■ **WORK TASK**
A bare number is required: the count of lines in the material below that hold the word "removing".

■ **DATA SUPPLIED**
Issue #8107, opened 2022-02-08
[installer] Rename and print OR remove `--danger-use-unsupported-config` flag


sagor999:
### Bug description

when using experimental settings in installer, error message is not very helpful. 
would be good to tell user how to enable experimental options in that message.
Also, after digging through source code I did find the switch for it: 
`-danger-use-unsupported-config   enable use of unsupported config`
which doesn't mention anything that it enables experimental settings.

### Steps to reproduce

```
./gitpod-installer render --config overrride-values.yaml > manifests.yaml
config contains experimental options - ignoring them
```

metcalfc:
This is a rough UX. Can we change to flag to something that connects it to `experimental` ? 

```--enable-experimental-config```

The user of the installer is considered someone who is ok with low-level access and is often other Gitpod folks. I think the safety is good but we should still make it easy. To go with this, when we warn folks lets tell them how to fix it, ie add the flag vs just ignore it.

If folks have experimental config sections in their YAML, chances are they want to use them. Should we just bail at this point and emit the warning that they should re-run with the flag or remove the experimental config?

corneliusludmann:
> If folks have experimental config sections in their YAML, chances are they want to use them. Should we just bail at this point and emit the warning that they should re-run with the flag or remove the experimental config?

Given that the main config surface for most people out there should be the Replicated UI and that the term “experimental” in the config file should be warning enough, I would also vote for removing the flag entirely.

MrSimonEmms:
> I would also vote for removing the flag entirely.

I think I would respectfully disagree. The experimental config is not for most users (truthfully, it's mostly for SaaS) and there's a danger that people read "experimental" as "beta" or "this is some brilliant stuff that's coming in the future - use it now to be bleeding-edge" which it absolutely isn't.

It's unsupported configuration which allows users to go outside the tracks of the Installer's framework

corneliusludmann:
OK, convinced me. In particular, I think @csweichel's [argument](https://github.com/gitpod-io/gitpod/pull/8477#issuecomment-1053985130) is key:
> Say you get config sent to you, don't really understand it in detail, then this flag will make (hopefully) make you stop and think for a second.

PR #8477, opened 2022-02-28
installer: clarify experimental config flag 

Pothulapati:
## Description

This PR updates the flag descriptions, and the `render` display
notes to be more explicit on what experimental config is.

This flag is required, to make sure users are opting in explicitely/
knowlingly to use the experimental config.

## Related Issue(s)

Fixes https://github.com/gitpod-io/gitpod/issues/8107

## How to test

`render` cmd should have the renamed naming, and messages

## Release Notes

```release-note
Renamed `danger-use-unsupported-config` flag in the installer to `use-experimental-config`
```

## Documentation

/werft no-preview

### DIFF
--- a/install/installer/cmd/render.go
+++ b/install/installer/cmd/render.go
@@ -46,9 +46,9 @@ A config file is required which can be generated with the init command.`,
 
 		if cfg.Experimental != nil {
 			if renderOpts.UseExperimentalConfig {
-				fmt.Fprintf(os.Stderr, "rendering using experimental config - here be dragons\n")
+				fmt.Fprintf(os.Stderr, "rendering using experimental config\n")
 			} else {
-				fmt.Fprintf(os.Stderr, "config contains experimental options - ignoring them\n")
+				fmt.Fprintf(os.Stderr, "ignoring experimental config. Use `--use-experimental-config` to include the experimental section in config\n")
 				cfg.Experimental = nil
 			}
 		}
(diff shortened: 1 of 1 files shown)


csweichel:
I'm a bit late to the party - the motivation for this switch is to have a clear (and deliberately inconvenient) hurdle to use experimental config. If we don't have a cost associated with this config, what distinguishes it from regular config other than some random bit "experimental" in the config?

@metcalfc's proposal was 💯 on point imho: just make the warning/message clearer and tell users what they have to do to use the experimental bit config.

Also, the assumption that "users have experimental config in there so they must know what they're doing" is flawed. Say you get config sent to you, don't really understand it in detail, then this flag will make (hopefully) make you stop and think for a second. Granted, with the Replicated layer on top that's less of a concern - but still valid. Imagine a new hire at Gitpod needing to use the installer and stumbling over this switch, you've just taught them there's "experimental config". Add some more detail to the flag description and error message, and they understand why it's there.

Pothulapati:
> Say you get config sent to you, don't really understand it in detail, then this flag will make (hopefully) make you stop and think for a second. Granted, with the Replicated layer on top that's less of a concern - but still valid. Imagine a new hire at Gitpod needing to use the installer and stumbling over this switch, you've just taught them there's "experimental config". Add some more detail to the flag description and error message, and they understand why it's there.

Agree on the points specified here! Updated the PR to rename the flag, and have the display messages be clearer.

install/installer/cmd/render.go
```diff
@@ -46,9 +46,9 @@ A config file is required which can be generated with the init command.`,
 
 		if cfg.Experimental != nil {
 			if renderOpts.UseExperimentalConfig {
-				fmt.Fprintf(os.Stderr, "rendering using experimental config - here be dragons\n")
+				fmt.Fprintf(os.Stderr, "rendering using experimental config\n")
 			} else {
-				fmt.Fprintf(os.Stderr, "config contains experimental options - ignoring them\n")
+				fmt.Fprintf(os.Stderr, "ignoring experimental config. Use `--use-experimental-config` to also consider the experimental section in config\n")
```
MrSimonEmms, line 51: Suggest changing "to also consider" to "to include"

corneliusludmann (approved):

corneliusludmann:
build is green now, next try

/unhold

■ **RESULT BELOW**
2